----- RECORDS SHOWN

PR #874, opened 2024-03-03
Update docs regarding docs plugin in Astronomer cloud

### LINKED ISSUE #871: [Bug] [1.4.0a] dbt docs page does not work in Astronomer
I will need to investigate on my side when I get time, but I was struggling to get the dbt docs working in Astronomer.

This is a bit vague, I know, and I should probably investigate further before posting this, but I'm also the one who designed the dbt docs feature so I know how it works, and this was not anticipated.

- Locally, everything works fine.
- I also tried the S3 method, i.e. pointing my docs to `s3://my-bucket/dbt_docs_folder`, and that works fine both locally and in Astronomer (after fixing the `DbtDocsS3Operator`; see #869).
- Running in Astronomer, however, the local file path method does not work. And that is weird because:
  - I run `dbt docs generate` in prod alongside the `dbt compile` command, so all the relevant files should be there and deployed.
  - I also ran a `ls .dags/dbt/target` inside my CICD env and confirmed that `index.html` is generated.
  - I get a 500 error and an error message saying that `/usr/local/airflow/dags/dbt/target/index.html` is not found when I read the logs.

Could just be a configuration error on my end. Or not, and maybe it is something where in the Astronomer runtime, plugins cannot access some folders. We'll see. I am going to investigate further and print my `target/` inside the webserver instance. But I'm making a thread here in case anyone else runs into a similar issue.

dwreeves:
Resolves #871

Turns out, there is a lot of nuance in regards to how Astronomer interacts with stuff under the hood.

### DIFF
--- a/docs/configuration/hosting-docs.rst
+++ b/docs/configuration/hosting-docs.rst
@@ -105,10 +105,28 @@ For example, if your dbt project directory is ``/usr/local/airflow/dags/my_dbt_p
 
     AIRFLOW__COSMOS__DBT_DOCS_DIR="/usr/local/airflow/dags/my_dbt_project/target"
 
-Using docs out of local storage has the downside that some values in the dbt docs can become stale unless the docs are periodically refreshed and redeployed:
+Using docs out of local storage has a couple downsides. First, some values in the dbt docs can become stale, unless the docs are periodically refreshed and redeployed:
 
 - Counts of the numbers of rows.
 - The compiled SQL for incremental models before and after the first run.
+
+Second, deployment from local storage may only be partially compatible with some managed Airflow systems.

----------

-- WHAT YOU WILL DO --
Your answer should consist only of the lines above between the line holding "Update docs regarding" and the line holding "- I also ran", inclusive, each transcribed exactly.

-- THE ANSWER --
Update docs regarding docs plugin in Astronomer cloud

### LINKED ISSUE #871: [Bug] [1.4.0a] dbt docs page does not work in Astronomer
I will need to investigate on my side when I get time, but I was struggling to get the dbt docs working in Astronomer.

This is a bit vague, I know, and I should probably investigate further before posting this, but I'm also the one who designed the dbt docs feature so I know how it works, and this was not anticipated.

- Locally, everything works fine.
- I also tried the S3 method, i.e. pointing my docs to `s3://my-bucket/dbt_docs_folder`, and that works fine both locally and in Astronomer (after fixing the `DbtDocsS3Operator`; see #869).
- Running in Astronomer, however, the local file path method does not work. And that is weird because:
  - I run `dbt docs generate` in prod alongside the `dbt compile` command, so all the relevant files should be there and deployed.
  - I also ran a `ls .dags/dbt/target` inside my CICD env and confirmed that `index.html` is generated.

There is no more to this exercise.